I've recently returned from my vacation in Italy and since I wasn't able to find any useful info on B2M in Italy prior to my departure, I thought it would be useful to share my experience.
  The counters (I've checked the ones in Coin department stores in Venice and Florence) do not accept empties – no surprise there. However, I was able to B2M at the MAC store in Bologna and the MAC PRO in Milan. I didn't visit any other MAC stores (I believe it's just one more in Rome), but my guess is that it follows the same policy. 
  The majority of my empties were pots from depotted shadows (without the stickers at the bottom) and the MUA  in both stores were completely fine with it – they didn't even look twice. They also do not have a limit on the number of empties you want to exchange (I had no problem returning 30 with a single purchase). The only downside is that – as in other European countries – you can only B2M for lipsticks from the permanent line (no LE even if it's in the regular black packaging, no glosses, e/s etc.). 
  I was surprised to find some discontinued products such as chartru paint, birchbark ccb, pink ccb
	

	
	
		
		

		
			








 etc. I was also impressed by the amount of LE items they receive – although In the Groove had been out for several weeks, all the stores and counters still had Stereo Rose (which is quite unthinkable to someone who is used to LE selling out in the matter of hours)! The prices are similar to German, but slightly steeper (approximately 1 Euro per product
	

	
	
		
		

		
		
	


	




).


----------



## Alty (Oct 14, 2010)

I know this Thread is super-old but I wanted to add a few more infos since I live in Italy.
  	My local MAC counter (Coin in Naples) does B2M, and they told me you can choose any lipstick except for Viva Glam ones (for obvious reasons 
	

	
	
		
		

		
		
	


	




 ), but I didn't ask specifically about the LE.

  	There's also another MAC store in Milan (not pro), one in Rome as you said and…I believe they're all. There are a few more counters in other cities though, but Coin counters don't get all the LE stuff. 

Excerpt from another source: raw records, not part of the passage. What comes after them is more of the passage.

PR #397, opened 2020-11-12
Pagination: fix links when mounted in a subdirectory

### LINKED ISSUE #396: Broken pagination link on the group page
When accessing https://admin.stg.fedoraproject.org/accounts/groups/ if you scroll down to the bottom and try to use the pagination links, it sends you to: https://admin.stg.fedoraproject.org/groups/?page_size=30&page_number=2 which doesn't work as it is missing the ``/accounts/`` part of the URL.

abompard:
Fixes: #396

### DIFF
--- a/noggin/utility/pagination.py
+++ b/noggin/utility/pagination.py
@@ -30,7 +30,7 @@ class PagedResult:
         qs = dict(request.args)
         qs.update({"page_size": self.page_size, "page_number": page_number})
         qs = "&".join(f"{k}={v}" for k, v in qs.items())
-        return f"{request.path}?{qs}"
+        return f"{request.script_root}{request.path}?{qs}"
 
     def __repr__(self):
         return f"<PagedResult items=[{len(self.items)} items] page={self.page_number}>"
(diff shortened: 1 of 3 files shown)


noggin/utility/pagination.py
```diff
@@ -30,7 +30,7 @@ def page_url(self, page_number):
         qs = dict(request.args)
         qs.update({"page_size": self.page_size, "page_number": page_number})
         qs = "&".join(f"{k}={v}" for k, v in qs.items())
-        return f"{request.path}?{qs}"
+        return f"{request.script_root}{request.path}?{qs}"
```
pypingou, line 33: I was looking into this and I tried it with ``request.base_url`` anything against using the full path directly?

abompard: It would work too, it's just that `base_url` would give the full URL including scheme and hostname, and we don't need that. But both would work really. I usually avoid full URLs for internal links because I've seen it fail too many times when there's a proxy that does SSL termination in front of the app, but in our case that possibility of failure is already taken care of, so both ways are equivalent I think.

PR #413, opened 2020-12-09
Don't load from CDN

### LINKED ISSUE #337: [secaudit-blocking] Multiple remote resources used not on approved origins
Part of secaudit #316, blocking.

The [Fedora Infrastructure Application Security Policy](https://docs.pagure.org/infra-docs/dev-guide/security_policy.html#security-headers) lists the origins that are allowed for the CSP header. Any resources loaded from origins not listed there will be rejected by the browser, and as such are not allowed to be used.
Noggin currently refers to many external resources, for example [`https://stackpath.bootstrapcdn.com/`](https://github.com/fedora-infra/noggin/blob/0e3be29de02a1ba7aaf247493c5adf7d08e5f64b/noggin/themes/default/templates/main.html#L5), [`https://code.jquery.com/`](https://github.com/fedora-infra/noggin/blob/0e3be29de02a1ba7aaf247493c5adf7d08e5f64b/noggin/themes/default/templates/main.html#L67) and [`https://cdnjs.cloudflare.com/`'](https://github.com/fedora-infra/noggin/blob/0e3be29de02a1ba7aaf247493c5adf7d08e5f64b/noggin/themes/default/templates/main.html#L68).

abompard:
It is against Fedora's security policy.

Fixes: #337


Conan-Kudo (approved):

Conan-Kudo:
@abompard Any JavaScript we bundle also needs its non-minified sources included too, even if we're not using it. We do this in Pagure, for example: https://pagure.io/pagure/blob/master/f/pagure/static/vendor

ryanlerch (approved):

PR #426, opened 2021-01-13
add the ability to set / view pronouns

### LINKED ISSUE #220: As a registered user, I want to record the pronoun I use so people use the right one when discussing with me
Close to #105, but being able to show what pronouns people use can be a big deal for inclusivity. 

Also https://github.com/fedora-infra/noggin-old/issues/9 

From a technical point of view, there isn't anything complex (just store the information), but the real problem is to decide on limitation and format to avoid abuse.

There is a few pitfalls to avoid, and on top of my head:

- some people misunderstand the purpose, most likely due to mistranslation and/or lack of awareness. For example, I heard several time the story of austrian/german people using that kind of field to add their title "dr", because that's quite a big deal there. In the same way, if we ever get a lord/lady in UK in the community, maybe they would use that. I would recommand having a title entry to avoid that, but that would be a separate bug.

- there is a tension between "being very inclusive" (using a free form field, since people use new pronouns all the time), and "avoiding folks putting jokes there".  For example, at RH (where did deploy that on our internal directory since 2 or 3 years), I did some stats and we had 500 to 1000 people using the system at first, and around 20 who didn't really used it in good faith.  

- some people might not want to use that, some people might want to use more than 1 pronoun. So being able to opt out, and being able to select more than 1 seems important. 

based on research, there is 2 way.

The first one is a free form field. This is what we have inside RH, and while that's compact, this requires some moderation. On top of that, since there is no mandated format, it is not trivial to do stats, nor easy to signal people use more than one. For example, folks did use "she/her", "she, her", "she her", but also "she, they". On the plus side, it didn't limit what can be used, which was better for inclusivity.

On the other end of the spectrum, there is what Google did deploy, which is a set of checkbox, so people can choose one or more in a set of 10 different choices. I wasn't able to get more information on that. Based on my stats inside RH, I would say that he/she/they did cover almost everybody, except 2 or 3 persons. This do not requires moderation, but is not compact.

One middle ground would be checkbox for commons (he/she/they) + a free form field.

I also spent some time looking for guidance on the topic, and did found a few ressources, if that help:
https://queerlyrepresent.me/resources/articles/gender-accessibility
https://uxdesign.cc/designing-forms-for-gender-diversity-and-inclusion-d8194cf1f51
https://www.brynmawr.edu/sites/default/files/asking-for-name-and-pronouns.pdf

Finally, there is also the question on whether this information should be used as a proxy for grammatical gender or not in interface, which do bring the question on how it should be stored (and so used. 

While that's tempting, I would suggest "no", given the relative complexity of grammatical gender around the world, and the fact that some languages are more gendered than english, which would bring all kind of interesting problems.

ryanlerch:
Adds an additional field to the user profile, allowing
a user to set their pronouns.

Fixes: #220
Related: fedora-infra/freeipa-fas#134

### DIFF
--- a/noggin/form/edit_user.py
+++ b/noggin/form/edit_user.py
@@ -76,6 +76,8 @@ class UserSettingsProfileForm(BaseForm):
         validators=[Optional()],
     )
 
+    pronouns = StringField(_('Pronouns'), validators=[Optional()],)
+
 
 class UserSettingsKeysForm(BaseForm):
     sshpubkeys = FieldList(
--- a/noggin/controller/user.py
+++ b/noggin/controller/user.py
@@ -131,6 +131,7 @@ def user_settings_profile(ipa, username):
                 'fasrhbzemail': form.rhbz_mail.data,
                 'faswebsiteurl': form.website_url.data,
                 'fasisprivate': form.is_private.data,
+                'faspronoun': form.pronouns.data,
             },
             ".user_settings_profile",
         )
--- a/noggin/representation/user.py
+++ b/noggin/representation/user.py
@@ -26,6 +26,7 @@ class User(Representation):
         "status_note": "fasstatusnote",
         "creation_time": "fascreationtime",
         "is_private": "fasisprivate",
+        "pronouns": "faspronoun",
     }
     attr_types = {
         "sshpubkeys": "list",
--- a/noggin/templates/user-settings-profile.html
+++ b/noggin/templates/user-settings-profile.html
@@ -26,6 +26,7 @@
         <div class="form-group col">{{ macros.with_errors(form.firstname) }}</div>
         <div class="form-group col">{{ macros.with_errors(form.lastname) }}</div>
       </div>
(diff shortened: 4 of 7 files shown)


noggin/form/edit_user.py
```diff
@@ -76,6 +76,8 @@ class UserSettingsProfileForm(BaseForm):
         validators=[Optional()],
     )
 
+    pronouns = StringField(_('Pronouns'), validators=[Optional()],)
```
abompard, line 79: If we provide the full flexibility of a string field here, I'm worried that we'll end up with vastly different values that are actually pretty much the same ("she", "she/her", "woman", etc...).
At first I think we should provide a select field with "she / her", "he / him", "they / them" and "other", to limit possibilities.
Then we could find a way for a free-form field to appear when "other" is selected. I've tried mocking that up but it's taking me too long (jquery...) so I think we can start with the simple select field. What do you think?

ryanlerch: updated to provide some default pronoun sets

abompard (approved):
Looks great, thanks!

  	I think LE products are starting to sell out very quickly here too, bloggers and youtubers are really spreading the word and Venomous Villains products were sold out just a few hours after the store opening, they didn't even have the time to set the displays.


----------



## RepettoFlats (Sep 21, 2011)

I live in Pisa and my nearest MAC counter is in Florence (at the Coin department store). Theydo B2M, but only for lipsticks on the permanent line (no LE, even if it's the regular packaging, and no eyeshadows). I used a few pots from depotted eyeshadows to B2M and didn't have any problems.
  	The only items I've seen being sold out in like minutes were the mineralize bronzers from the Wonder Woman collection... I arrived at the store at the day of the release, they were already sold out at 3PM O.O


----------